Contents of pageDirectory after crawler has run

For each URL crawled the program creates a file and places in the file the URL and filename followed by all the contents of the webpage. But for a maxDepth = 1 as in this example there are only a few webpages crawled and files created. Below is a peek at the files created during the above crawl.

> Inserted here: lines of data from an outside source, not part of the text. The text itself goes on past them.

PR #1113, opened 2022-09-29
fix(): temporarily whitelisted non-standard subgraph dir structures

jaimehgb:
A few subgraphs have been added since I opened #1035 which didn't follow the directory structure enforced by folderslint. I didn't rebase to last master before merge so I didn't catch it. This is currently making all CI to fail on all new branches.

To make the CI pipelines to pass while the issue at hand is resolved I've temporarily whitelisted these new dir structures. As soon as they are fixed I'll revert this change :)


steegecs (approved):
Sounds good!

PR #1114, opened 2022-09-29
fix(): fixed radiant-capital deployment.json since it had the old structure

jaimehgb:
The deployment.json structure was slightly changed during the time #976 was open, which broke the deployment scripts 😅 

Screenshot 2022-09-30 at 00 27 50


steegecs (approved):
Looks good!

Notice how each page starts with the URL, then a number (the depth of that page during the crawl), then the contents of the page (here I printed only the first line of the content).

$ cd data/
$ ls 
1 2 3
$ head -3 1
http://cs50tse.cs.dartmouth.edu/tse/letters/index.html
0
<html>

Makefiles

The starter kit includes a Makefile at the top level and another to build the libcs50 library.

The top-level Makefile recursively calls Make on each of the source directories.

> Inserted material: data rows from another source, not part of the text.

PR #1118, opened 2022-09-30
fix(#minor); deployment.json; Fixed miscellaneous issues in the deployment.json file

steegecs:
**Context:**
Venus and Radiant had their slugs and query ids mismatch the location on the hosted service. This PR fixes those. Additionally, Tornado Cash was nested inside LooksRare, so I fixed that as well.

### DIFF
--- a/deployment/deployment.json
+++ b/deployment/deployment.json
@@ -1528,7 +1528,7 @@
     "base": "compound-forks",
     "protocol": "venus",
     "deployments": {
-      "venus-bsc": {
+      "venus-protocol-bsc": {
         "network": "bsc",
         "status": "prod",
         "versions": {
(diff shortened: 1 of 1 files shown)


deployment/deployment.json
```diff
@@ -4617,49 +4617,49 @@
...
+      "tornado-cash-bsc": {
+        "network": "bsc",
+        "status": "prod",
+        "versions": {
+          "schema": "1.3.0",
+          "subgraph": "1.0.0",
+          "methodology": "1.0.0"
+        },
+        "deployment-ids": {
+          "hosted-service": "tornado-cash-bsc"
```
jaimehgb, line 4655: Since you are at it 🙈 
We also had the old `deployment-ids` instead of `services` for TC

steegecs: Good catch - updated!

jaimehgb (approved):

Issue #1111, opened 2022-09-29
Compound Forks Total Borrow Accuracy


dmelotik:
We can improve the accuracy and reliability of `market.totalBorrowBalanceUSD` through using other events to get this data.

In compound forks the `AccrueInterest` event is emitted and ingested before an event for `RepayBorrow` or `Borrow`. This doesn't accurately represent the actual borrow amount afterwards, since we only update borrows on accrue interest, but it can change after.

The transaction events also include the new `totalBorrows`, so we can utilize that to get more accurate data!

tnkrxyz:
closed with #1136 merged

Issue #253, opened 2022-05-31
Compound/comp-forks: negative TVL


dmelotik:
Negative `market.totalValueLocked` and `market.inputTokenBalance` in some cases.

See [gql query](https://api.thegraph.com/subgraphs/name/messari/compound-ethereum/graphql?query=query+MyQuery+%7B%0A++market%28id%3A+%220xf5dce57282a584d2746faf1593d3121fcac444dc%22%29+%7B%0A++++id%0A++++name%0A++++inputTokenBalance%0A++++totalValueLockedUSD%0A++%7D%0A%7D) and [subgraph visualizer](https://subgraphs.messari.io/subgraph?endpoint=https://api.thegraph.com/subgraphs/name/messari/compound-ethereum&tab=pool&poolId=0xf5dce57282a584d2746faf1593d3121fcac444dc)

![image](https://user-images.githubusercontent.com/60583747/171300811-b38ccbe3-4dd4-475f-941d-63747df857a8.png)

Issue: `inputTokenBalance` is being calculated from Mints and Redeems. This would be okay, but there is interest accrued on borrows which is not accounted for. So when a market's TVL is close to 0 it is at risk of this bug. In addition, inputTokenBalance and TVL are not accurate with this mapping.

Fix: Use `market.outputTokenSupply`: `inputTokenSupply` = `outputTokenSupply` * `exchangeRate`. This will also create an accurate TVL because it is calculated from `inputTokenSupply`.

PR #1136, opened 2022-10-03
fix (#patch); compound-forks; improve accuracy of tvl/totalBorrow

tnkrxyz:
This PR adds updates for tvl/deposit for mint/redeem event, and totalBorrowBalance for borrow/repay event and addresses issue described in #1111

### DIFF
--- a/deployment/deployment.json
+++ b/deployment/deployment.json
@@ -2611,8 +2611,8 @@
         "status": "dev",
         "versions": {
           "schema": "1.3.0",
-          "subgraph": "1.2.1",
-          "methodology": "1.1.0"
+          "subgraph": "1.2.0",
+          "methodology": "1.0.1"
         },
         "files": {
           "template": "makerdao.template.yaml"
--- a/deployment/deployment.json
+++ b/deployment/deployment.json
@@ -2611,8 +2611,8 @@
         "status": "dev",
         "versions": {
           "schema": "1.3.0",
-          "subgraph": "1.2.0",
-          "methodology": "1.0.1"
+          "subgraph": "1.2.1",
+          "methodology": "1.1.0"
         },
         "files": {
           "template": "makerdao.template.yaml"
--- a/deployment/deployment.json
+++ b/deployment/deployment.json
@@ -978,7 +978,7 @@
         "status": "dev",
         "versions": {
           "schema": "2.0.1",
-          "subgraph": "1.1.4",
+          "subgraph": "1.1.5",
           "methodology": "1.0.0"
         },
         "files": {
@@ -1007,7 +1007,7 @@
         "status": "dev",
         "versions": {
           "schema": "2.0.1",
-          "subgraph": "1.1.5",
+          "subgraph": "1.1.6",
           "methodology": "1.0.0"
         },
         "files": {
@@ -1036,7 +1036,7 @@
         "status": "prod",
         "versions": {
           "schema": "2.0.1",
-          "subgraph": "1.1.5",
+          "subgraph": "1.1.6",
           "methodology": "1.0.0"
         },
         "files": {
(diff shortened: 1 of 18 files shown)


tnkrxyz:
This fixes the gap between totalBorrowBalanceUSD in the subgraph and the on-chain data; verified to work on the dforce-ethereum subgraph & produce a better match of totalBorrowBalanceUSD with on-chain data (see https://docs.google.com/spreadsheets/d/1SDnhWSiRuv3_7ykxykjGLFflruRtlQ-3/edit#gid=535577190 , protocol and ETH market).

I have tested the dforce and aurigami subgraphs. @dmelotik , let me know if you feel it is necessary to test all compound-forks subgraphs.

subgraphs/compound-forks/src/mapping.ts
```diff
@@ -1009,6 +1032,9 @@ export function _handleAccrueInterest(
 
   // creates and initializes market snapshots
 
+  // those were called in updateMarket()
+  // TODO: remove before merge after review
```
dmelotik, line 1036: extra note to remove this 😉

dmelotik (commented):
Nice work / refactor!  🚀 

Could you also test on Compound just to ensure the inputTokenBalance logic is sound, that is where it was prompted from: https://github.com/messari/subgraphs/issues/253

And should `updateProtocol()` and `snapshotFinancials()` also be moved in order to reflect the new updates on the transactions instead of `AccrueInterest()`?

deployment/deployment.json
```diff
@@ -1545,8 +1545,8 @@
         },
         "services": {
           "hosted-service": {
-            "slug": "venus-protocol-bsc",
-            "query-id": "venus-protocol-bsc"
+            "slug": "venus-bsc",
```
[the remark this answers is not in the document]
tnkrxyz: I had thought this is causing the build error for venus-bsc: https://github.com/messari/subgraphs/actions/runs/3186399411/jobs/5196948176 .

Looks like it may not be, as the error remains with the renaming. Still looking...

subgraphs/compound-forks/src/mapping.ts
tnkrxyz: Will do.

tnkrxyz:
> Could you also test on Compound just to ensure the inputTokenBalance logic is sound, that is where it was prompted from: #253

Started a test deployment of compound-v2: https://thegraph.com/hosted-service/subgraph/tnkrxyz/test-subgraph
 
> And should `updateProtocol()` and `snapshotFinancials()` also be moved in order to reflect the new updates on the transactions instead of `AccrueInterest()`?

Good point! Fixed.

subgraphs/compound-forks/src/mapping.ts
tnkrxyz: done.

deployment/deployment.json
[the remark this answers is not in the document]
tnkrxyz: I believe it is indeed the cause (there needs one more renaming). 

Not sure what the convention is. Since the directory for the venus protocol inside compound-forks/protocols is called "venus", the slug and query id should be "venus-bsc". It seems inconsistent to name them "venus-protocol-bsc"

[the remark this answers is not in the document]
dmelotik: Since we originally named the hosted service subgraph "messari/venus-protocol-bsc" we just left it.

I don't believe it is what is failing the build.

deployment/deployment.json
```diff
@@ -2555,8 +2555,8 @@
         "status": "dev",
         "versions": {
           "schema": "1.3.0",
-          "subgraph": "1.2.0",
-          "methodology": "1.0.1"
+          "subgraph": "1.2.1",
```
dmelotik, line 2558: looks like this was accidentally changed in a rebase

dmelotik:
2 things, the versions should also be updated in the deployment.json, and now that we added the lint checker in the ci/cd checks that is what is failing now.

I think we should merge this, then create a new PR to tackle all of the linting issues. So don't worry about the linting check, we can merge regardless

dmelotik:
LGTM

dmelotik (approved):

The libcs50/Makefile demonstrates how you can build a library, in this case libcs50.a, from a collection of object .o files. Study this Makefile, because you’ll need to write something similar for your common directory.

You can then link these libraries into your other programs without having to list all the individual .o files on the command line. For example, when I build my crawler Make runs commands as follows:

make -C crawler
gcc -Wall -pedantic -std=c11 -ggdb -DAPPTEST  -I../libcs50 -I../common   -c -o crawler.o crawler.c
gcc -Wall -pedantic -std=c11 -ggdb -DAPPTEST  -I../libcs50 -I../common crawler.o ../common/common.a ../libcs50/libcs50.a  -o crawler

The crawler/Makefile is written in good style, with appropriate use of variables, so the rule that causes Make to run the above commands is actually much shorter:

crawler: crawler.o $(LLIBS)
        $(CC) $(CFLAGS) $^ -o $@

We’ll work more with Makefiles in upcoming classes.

Activity

In today’s activity your group will start envisioning a design for the TSE Crawler.